*** TASK INPUT Section Begins ***
PR #316, opened 2023-06-27
ggml: add ops in `encodec.cpp`

### LINKED ISSUE #281: ggml : new operations supported in `encodec.cpp`
Hi! 

I just released [encodec.cpp](https://github.com/PABannier/encodec.cpp/tree/main) which features a handful of new operations, like transposed 1d convolution, argmax and activation functions like `elu` and `tanh`.

Is it something you'd like implemented in `ggml`?

PABannier:
This PR adds the `tanh` and `elu` activations required in the `Encodec` model as well as the `argmax` function.

Closes #281

### DIFF
--- a/include/ggml/ggml.h
+++ b/include/ggml/ggml.h
@@ -301,6 +301,7 @@ extern "C" {
         GGML_OP_SGN,
         GGML_OP_NEG,
         GGML_OP_STEP,
+        GGML_OP_ELU,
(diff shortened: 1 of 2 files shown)


ggerganov (approved):
The TANH op was using `n_threads` tasks but the forward call isn't multi-threaded so I switched to `1` task

Thanks for the additions!

PR #317, opened 2023-06-28
[WIP]: Fix #286

### LINKED ISSUE #286: ggml : generalize `quantize_fns` for simpler FP16 handling
This task is described well in https://github.com/ggerganov/llama.cpp/pull/1237

The WIP implementation in that PR might be a bit outdated by now, so one can either attempt to update it or implement it from scratch on top of the current code base.

goerch:
Based on the fix for #292 here a try to fix #286 (with the caveat: tested only on CPU). The patch adds the llama.cpp tests for quantization.

One question I'm pondering is if we should get rid of the `*_reference` functions or add some more?

### DIFF
--- a/include/ggml/ggml.h
+++ b/include/ggml/ggml.h
@@ -444,38 +444,6 @@ extern "C" {
 
     static const size_t GGML_TENSOR_SIZE = sizeof(struct ggml_tensor);
 
-// Used to copy the number of elements and stride in bytes of tensors into local variables.
-// Adjust if GGML_MAX_DIMS changes!
-#define GGML_TENSOR_LOCALS_1(type, prefix, pointer, array) \
-	const type prefix##0 = (pointer)->array[0]; \
-        UNUSED(prefix##0);
-#define GGML_TENSOR_LOCALS_2(type, prefix, pointer, array) \
-	GGML_TENSOR_LOCALS_1(type, prefix, pointer, array) \
-	const type prefix##1 = (pointer)->array[1]; \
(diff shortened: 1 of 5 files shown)


ggerganov:
Thanks! Let's rebase on latest `master` so that the diff takes into account the new macros from #292 

Btw, there has been recently an update to https://github.com/ggerganov/llama.cpp/pull/1237
Should synchronize with @sw

> One question I'm pondering is if we should get rid of the *_reference functions or add some more?

We need them to have a deterministic way of generating models.
Add more in what sense?

goerch:
> Thanks! Let's rebase on latest `master` so that the diff takes into account the new macros from #292

Should be done.

> Btw, there has been recently an update to [ggerganov/llama.cpp#1237](https://github.com/ggerganov/llama.cpp/pull/1237) Should synchronize with @sw

Will look into this.

> > One question I'm pondering is if we should get rid of the *_reference functions or add some more?
> 
> We need them to have a deterministic way of generating models. Add more in what sense?

We have something like 

```
        .quantize_row_q           = quantize_row_q4_0,
        .quantize_row_q_reference = quantize_row_q4_0_reference,
```

but the original patch included

```
        .quantize_row_q           = ggml_fp32_to_fp16_row,
        .quantize_row_q_reference = ggml_fp32_to_fp16_row,
```

We could define `ggml_fp32_to_fp16_row_reference`, too. But I also imagine that dropping '.quantize_row_q_reference' member from the struct could work?

PR #3048, opened 2025-07-09
Updating info related to target limits

liamgriffin:
### Background

Currently [the docs for extension targets](https://shopify.dev/docs/api/checkout-ui-extensions/2024-04/configuration#targets) don't inform devs that targets have limitations, leading to confusion and poor dev experience. See slack convo here: https://shopify.slack.com/archives/C01FT69928K/p1744110562588039

See associated issue here: https://github.com/shop/issues-checkout/issues/3475

### Solution

This PR adds info regarding the limitations which are currently not documented:

### 🎩

- ...

### Checklist


jamesvidler (approved):
If the intention is to have this updated on shopfiy.dev for other API versions, you'll need to make the same changes in the relevant stable release branches.

PR #3053, opened 2025-07-09
POS Targets: adds receipt header block target

alexgraffeocohen:
### Background

A partner working on a POS compliance extension requested to target the header of the printed receipt. Therefore, we're adding an extension target so that extension blocks can be added in that spot.

Closes https://github.com/shop/issues-retail/issues/15600

### Solution

We're duplicating the existing extension footer target definition, so this is not really new code.

### Checklist

### DIFF
--- a/.changeset/hip-seas-change.md
+++ b/.changeset/hip-seas-change.md
@@ -1,0 +1,5 @@
+---
+'@shopify/ui-extensions': minor
+---
+
+Adds pos.receipt-header.block.render extension target
--- a/packages/ui-extensions/src/surfaces/point-of-sale/extension-targets.ts
+++ b/packages/ui-extensions/src/surfaces/point-of-sale/extension-targets.ts
@@ -187,6 +187,10 @@ export interface RenderExtensionTargets {
     {[key: string]: any} & StorageApi & TransactionCompleteWithReprintData,
     ReceiptComponents
   >;
+  'pos.receipt-header.block.render': RenderExtension<
+    {[key: string]: any} & StorageApi & TransactionCompleteWithReprintData,
+    ReceiptComponents
+  >;
 }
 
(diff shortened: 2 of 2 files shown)


vctrchu:
Can you please merge this to `2025-10-rc`? We no longer use `unstable`

packages/ui-extensions/src/surfaces/point-of-sale/targets.ts
```diff
@@ -185,6 +185,12 @@ export interface ExtensionTargets {
     {[key: string]: any} & StorageApi & TransactionCompleteWithReprintData,
     ReceiptComponents
   >;
+  'pos.receipt-header.block.render': RenderExtension<
+    // NOTE: key/any type is cause of no arg useApi() that includes all target types.
+    //   stop using useApi() with no args, instead specify the target type explicitly.
+    {[key: string]: any} & StorageApi & TransactionCompleteWithReprintData,
```
fatbattk: nit: can probably remove the repeating comment.
also do we still need the `{[key: string]: any}`?

alexgraffeocohen: Agreed on removing the comment; it's actually gone when I re-do this against the right branch anyways. On the typing question, I'm not familiar enough with how its sibling render target is used yet to know for sure. Do you view that investigation as merge blocking, or is it something I can follow up on right after?

fatbattk: yup, non-blocking.

fatbattk (approved):

alexgraffeocohen:
The same change needed to move to `packages/ui-extensions/src/surfaces/point-of-sale/extension-targets.ts` given all of the updates for Preact merged yesterday.

PR #3056, opened 2025-07-10
POS preact components and examples

vctrchu:
### Background

Migrating Point of Sale UI extensions to use preact as the default framework, moving away from React. This follows the modern pattern used in the admin surface where preact web components are used directly.

I have not tested this yet as we are still in progress of adding POS support for Remote DOM.

### Solution

These files can give a us a starting point of how components will look like moving forward. We will need to double check the proper syntax and ui-api-alignment guidelines for the official tag definitions. The names such as `pos-button`, etc are autogenerated from AI for the time being.

### 🎩

- Added .d.ts files defining preact web components with pos- prefix (e.g., <pos-button>)
- Updated 36 component example TSX files to use preact imports and web component syntax
- Enabled point-of-sale surface in loom.config.ts

### Checklist


NathanJolly (approved):
Huge. Thanks :)

PR #3064, opened 2025-07-10
Remove the unsupported section from the versions page

NathanJolly:
### Background

We stopped ending support for older versions in POS.

### Solution

Remove the section suggesting we would end support.

### 🎩

See companion PR: https://github.com/Shopify/shopify-dev/pull/60045

### Checklist


fatbattk (approved):
already mentioned re: title formatting.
*** TASK INPUT Section Ends ***
WHAT IS NEEDED.
Read the listing above, then copy every line that includes the string "rebase".

WRITTEN RESPONSE.
Thanks! Let's rebase on latest `master` so that the diff takes into account the new macros from #292 
> Thanks! Let's rebase on latest `master` so that the diff takes into account the new macros from #292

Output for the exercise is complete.